# PROBLEM REQUIREMENTS:
Set down exactly, with nothing added, the lines from the one containing "for schema_file in" through the end of the entries.

(Records from a data collection)
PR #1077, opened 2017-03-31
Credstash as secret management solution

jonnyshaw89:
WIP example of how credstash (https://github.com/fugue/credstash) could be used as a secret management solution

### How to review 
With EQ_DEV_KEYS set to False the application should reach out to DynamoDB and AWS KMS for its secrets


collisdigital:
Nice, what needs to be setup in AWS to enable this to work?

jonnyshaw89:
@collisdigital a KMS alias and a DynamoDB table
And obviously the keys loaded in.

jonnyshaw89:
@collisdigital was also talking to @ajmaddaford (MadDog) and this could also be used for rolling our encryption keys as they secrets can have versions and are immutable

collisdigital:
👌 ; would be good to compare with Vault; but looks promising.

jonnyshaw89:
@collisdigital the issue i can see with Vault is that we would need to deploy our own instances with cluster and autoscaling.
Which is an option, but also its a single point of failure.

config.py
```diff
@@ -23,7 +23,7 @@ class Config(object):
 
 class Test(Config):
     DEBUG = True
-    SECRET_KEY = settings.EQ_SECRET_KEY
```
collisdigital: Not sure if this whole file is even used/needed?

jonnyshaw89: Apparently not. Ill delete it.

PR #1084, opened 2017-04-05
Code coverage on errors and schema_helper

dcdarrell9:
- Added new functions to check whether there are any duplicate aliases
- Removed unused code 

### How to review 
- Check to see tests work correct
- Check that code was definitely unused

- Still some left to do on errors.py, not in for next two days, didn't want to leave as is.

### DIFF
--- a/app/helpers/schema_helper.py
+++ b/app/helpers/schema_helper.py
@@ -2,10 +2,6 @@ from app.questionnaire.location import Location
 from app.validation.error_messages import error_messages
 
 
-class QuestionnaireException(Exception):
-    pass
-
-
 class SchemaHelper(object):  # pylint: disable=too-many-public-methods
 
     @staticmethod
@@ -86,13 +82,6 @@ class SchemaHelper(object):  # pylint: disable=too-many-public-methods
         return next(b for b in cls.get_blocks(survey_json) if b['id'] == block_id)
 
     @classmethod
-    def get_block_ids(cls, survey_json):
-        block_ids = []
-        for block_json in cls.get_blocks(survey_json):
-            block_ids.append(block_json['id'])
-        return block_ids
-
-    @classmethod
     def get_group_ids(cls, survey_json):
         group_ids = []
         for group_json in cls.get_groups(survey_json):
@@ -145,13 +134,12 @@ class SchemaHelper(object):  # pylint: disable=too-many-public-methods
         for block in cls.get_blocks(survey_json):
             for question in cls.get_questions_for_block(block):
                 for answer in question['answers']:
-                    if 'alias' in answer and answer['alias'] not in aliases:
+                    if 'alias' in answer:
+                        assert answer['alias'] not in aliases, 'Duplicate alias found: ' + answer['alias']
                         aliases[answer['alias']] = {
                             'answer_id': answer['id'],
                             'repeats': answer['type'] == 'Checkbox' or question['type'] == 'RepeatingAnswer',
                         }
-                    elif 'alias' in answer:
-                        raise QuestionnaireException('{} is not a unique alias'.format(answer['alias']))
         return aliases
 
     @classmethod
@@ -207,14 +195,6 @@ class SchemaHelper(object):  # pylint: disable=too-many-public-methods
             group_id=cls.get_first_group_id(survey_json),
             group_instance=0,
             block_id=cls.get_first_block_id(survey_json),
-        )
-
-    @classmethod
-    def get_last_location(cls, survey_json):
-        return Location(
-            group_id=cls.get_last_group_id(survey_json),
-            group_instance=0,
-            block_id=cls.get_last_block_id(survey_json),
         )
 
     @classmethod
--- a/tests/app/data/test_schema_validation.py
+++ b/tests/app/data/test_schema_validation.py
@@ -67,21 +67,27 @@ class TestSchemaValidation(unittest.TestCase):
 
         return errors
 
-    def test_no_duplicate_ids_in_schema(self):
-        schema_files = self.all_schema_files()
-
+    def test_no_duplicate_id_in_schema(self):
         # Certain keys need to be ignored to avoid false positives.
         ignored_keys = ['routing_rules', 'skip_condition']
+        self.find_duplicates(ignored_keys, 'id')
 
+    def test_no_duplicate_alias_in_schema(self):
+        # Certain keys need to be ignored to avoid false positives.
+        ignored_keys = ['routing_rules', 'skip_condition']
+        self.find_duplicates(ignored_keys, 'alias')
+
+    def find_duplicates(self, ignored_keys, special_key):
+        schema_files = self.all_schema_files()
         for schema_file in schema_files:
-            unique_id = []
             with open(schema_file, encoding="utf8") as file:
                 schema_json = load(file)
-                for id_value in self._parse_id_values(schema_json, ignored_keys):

# TASK OUTPUT:
         for schema_file in schema_files:
-            unique_id = []
             with open(schema_file, encoding="utf8") as file:
                 schema_json = load(file)
-                for id_value in self._parse_id_values(schema_json, ignored_keys):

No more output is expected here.